My last boyfriend was a womanizer and called me a bi polar person. The new boyfriend calls me a codependent person but he has sex issues and ADD.
So here is my deal with the new guy and believe me I need help. Should I go or should I stay is my question again? Please let me know what you think because Loveshack has helped me before and given me good advise.
So here is my story with the new guy.
I'm dating him since one year. We see each other once a week which is fine because I need my space and he does too. On the other hand I'm asking myself is that a normal relationship just seeing a person once a week? If it is serious or you love each other should you not see each other more?
Anyways a big problem in our relationship is the sex. I want it more then him. Occasionally the sex is good. Usually he can't hold on for very long and he gives up. So the sex isn't great but I thought he might need a little longer to connect with me. Often I would break up for this reason (I thought he doesn't like me). I couldn't tell him why but a day later I called him back to be his friend again. So we did that about 3 times. I Had sex with him and broke up until he finally came out of the closet and told me that he was raped as a child and he likes to inflict pain, or control things or wrestle instead of having a normal intercourse. I was so confused and again broke up with him. A day later I called him back and asked him to forgive me and to take me back. Each time I break up with him (which is a way of getting his attention) it is harder to come close again. I understand that.
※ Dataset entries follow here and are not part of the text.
PR #321, opened 2024-06-10
Add `minion_manager.rpc.client.py/tasks.py` unit tests

mihaelabalutoiu:
This PR adds test cases for the following module:

- `minion_manager.rpc.tasks.py`
- `minion_manager.rpc.client.py`

### DIFF
--- a/coriolis/tests/minion_manager/rpc/test_tasks.py
+++ b/coriolis/tests/minion_manager/rpc/test_tasks.py
@@ -1,0 +1,2038 @@
+# Copyright 2024 Cloudbase Solutions Srl
+# All Rights Reserved.
+
+from unittest import mock
+
+from taskflow.types import failure
+
+from coriolis.conductor.rpc.client import ConductorClient
+from coriolis import exception
+from coriolis.minion_manager.rpc.client import MinionManagerClient
+from coriolis.minion_manager.rpc import tasks
+from coriolis.taskflow import base
+from coriolis.tests import test_base
+
+
+class CoriolisTestException(Exception):
+    pass
+
+
+class MinionManagerTaskEventMixinTestCase(test_base.CoriolisBaseTestCase):
+    """Test suite for the Coriolis MinionManagerTaskEventMixin class."""
+
+    def setUp(self):
+        super(MinionManagerTaskEventMixinTestCase, self).setUp()
+        self.task = tasks.MinionManagerTaskEventMixin()
+        self.task._minion_pool_id = mock.sentinel.minion_pool_id
+
+    def test__conductor_client(self):
+        with mock.patch(
+            'coriolis.conductor.rpc.client.ConductorClient',
+                return_value=mock.MagicMock(spec=ConductorClient)) as \
+                mock_Conductor_client:
+            result = self.task._conductor_client
+
+            self.assertEqual(
+                result, mock_Conductor_client.return_value
+            )
+            mock_Conductor_client.assert_called_once_with()
+
+    def test__conductor_client_already_set(self):
+        with mock.patch(
+            'coriolis.conductor.rpc.client.ConductorClient') as \
+                mock_Conductor_client:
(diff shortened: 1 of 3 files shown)


Dany9966 (changes requested):
First review pass done! Please look out for messages (log, event, progress updates, whatever) we do not want to include in tests, and remove all of them please.

mihaelabalutoiu (commented):
I updated the code, please take a look now. Thank you!

coriolis/tests/minion_manager/rpc/test_tasks.py
```diff
@@ -0,0 +1,2009 @@
...
+        test_base.CoriolisBaseTestCase):
+
+    def setUp(self):
+        super(ConfirmMinionAllocationForMigrationTaskTestCase, self).setUp()
+        self.action_id = mock.sentinel.action_id
+        self.allocated_machine_id_mappings = [
+            mock.sentinel.allocate_machine_id_mappings]
+
+        self.task = tasks.ConfirmMinionAllocationForMigrationTask(
+            mock.sentinel.action_id, self.allocated_machine_id_mappings)
```
Dany9966, line 487: You don't use `self.allocated_machine_id_mappings` anywhere. You can pass that sentinel directly
```suggestion
        self.task = tasks.ConfirmMinionAllocationForMigrationTask(
            mock.sentinel.action_id,
            mock.sentinel.allocated_machine_id_mappings)
```

coriolis/tests/minion_manager/rpc/test_tasks.py
```diff
@@ -0,0 +1,2009 @@
...
+class ConfirmMinionAllocationForReplicaTaskTestCase(
+        test_base.CoriolisBaseTestCase):
+
+    def setUp(self):
+        super(ConfirmMinionAllocationForReplicaTaskTestCase, self).setUp()
+        self.allocated_machine_id_mappings = [
+            mock.sentinel.allocate_machine_id_mappings]
+
+        self.task = tasks.ConfirmMinionAllocationForReplicaTask(
+            mock.sentinel.action_id, self.allocated_machine_id_mappings)
```
Dany9966, line 526: Same as above

Dany9966 (changes requested):

Dany9966:
Mostly lgtm, you only have a little missed case in `HealthcheckMinionMachineTask.execute`. Please handle that too.

coriolis/tests/minion_manager/rpc/test_tasks.py
```diff
@@ -0,0 +1,2038 @@
...
+    @mock.patch.object(tasks.BaseMinionManangerTask, 'execute')
+    @mock.patch.object(
+        tasks.MinionManagerTaskEventMixin,
+        '_set_minion_machine_allocation_status'
+    )
+    def test_execute_with_exception_and_fail_on_error(
+            self, mock_set_minion_machine_allocation, mock_execute,
+            mock_add_minion_pool_event, mock_get_minion_machine):
+        mock_get_minion_machine.return_value = self.minion_machine
+        mock_execute.side_effect = CoriolisTestException
```
Dany9966, line 1679: I don't get what you're testing here. You mock the tested method, make it raise and then check that the raise has occurred? 
For this case, you need to:
1. set `mock_get_minion_machine.return_value = None`;
2. remove the `mock_execute` entirely;
3. keep `_fail_on_error` on `True`;
4. Check that the call raises `InvalidMinionMachineState`.

Dany9966 (changes requested):

coriolis/tests/minion_manager/rpc/test_tasks.py
Dany9966: Nevermind this, this case was already covered. This case is also good. Thank you!

Dany9966 (approved):
LGTM. Thank you!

In our last conversation he finally said that we are not compatible and that I wouldn't understand him. We wouldn't last but he wants to be my friend and continue seeing me. I asked him if we still can be boyfriend and girlfriend and he said he will think about it. I told him I might consider checking it out to have a different kind of sex.
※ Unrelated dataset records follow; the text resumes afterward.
PR #322, opened 2024-06-19
OSMount: fix internal VG name referencing conflict.

aznashwan:
The Coriolis OSMount code would internally keep a mapping between names of VGs it should activate and their PVs, which could potentially lead to VGs with multiple PVs to be referneced both by their original name, as well as a new one Coriolis generates to avoid naming conflicts in /dev/$VG_NAME/$LVM_NAME.


Dany9966 (commented):
Code LGTM, but please fix the pep8 errors. You got a couple of "line too longs" :D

Now when we don't have sex our relationship is great. We have a wonderful time together and love doing things together and we have energetic conversations. That's why it is so hard to be just friends because we want each other also sexually but it is disappointing.
So after my last break up and the weird phone conversation we haven't seen each other for 2 weeks. When I call him he is nice to me and I know he wants to see me again but he doesn't let me know when and it drives me insane. I lost about 5 pounds during this 2 weeks. I got myself drunk one night to forget things. I'm confused about my emotions and I don't know if I should go on with him.
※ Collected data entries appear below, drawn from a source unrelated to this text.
PR #324, opened 2024-07-01
Add unit tests for `coriolis.db.sqlalchemy.*` modules

Cristi1324:
This PR add unit tests for `coriolis.db.sqlalchemy.*` modules

### DIFF
--- a/coriolis/tests/db/sqlalchemy/test_migration.py
+++ b/coriolis/tests/db/sqlalchemy/test_migration.py
@@ -1,0 +1,61 @@
+# Copyright 2024 Cloudbase Solutions Srl
+# All Rights Reserved.
+
+import os
+from unittest import mock
+
+from oslo_db.sqlalchemy import migration as oslo_migration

I told him I would see a counselor and go to codependents meetings. I also asked him to go with me to a sex counselor. Doesn't it all seem way to complicated? I'm a little embarrassed about how I handle emotions and when I read some of the threats on bi polar it scares me. I know I have mood swings and I know I'm impulsive and say things that I don't mean or regret afterward just so I get attention. I'm not sure if I should see him or for my sake just be without a relationship for a while.
I do have a balanced and good live otherwise but I seemed not to get it right with men and believe me I'm beautiful and I have a lot to offer. Why can't I get the right men? I seemed to pick men that need space and have issues on their own. Should I give up with him and work on myself or should I try with him and give it more time. A year is not a long time with a men to know him. Should we go to therapy together? I'm not sure. Sex is important in a relationship if it doesn't work out why should I hold on to him. Why can't I break up? Please help me, because these questions are in my brain and give me sleepless nights.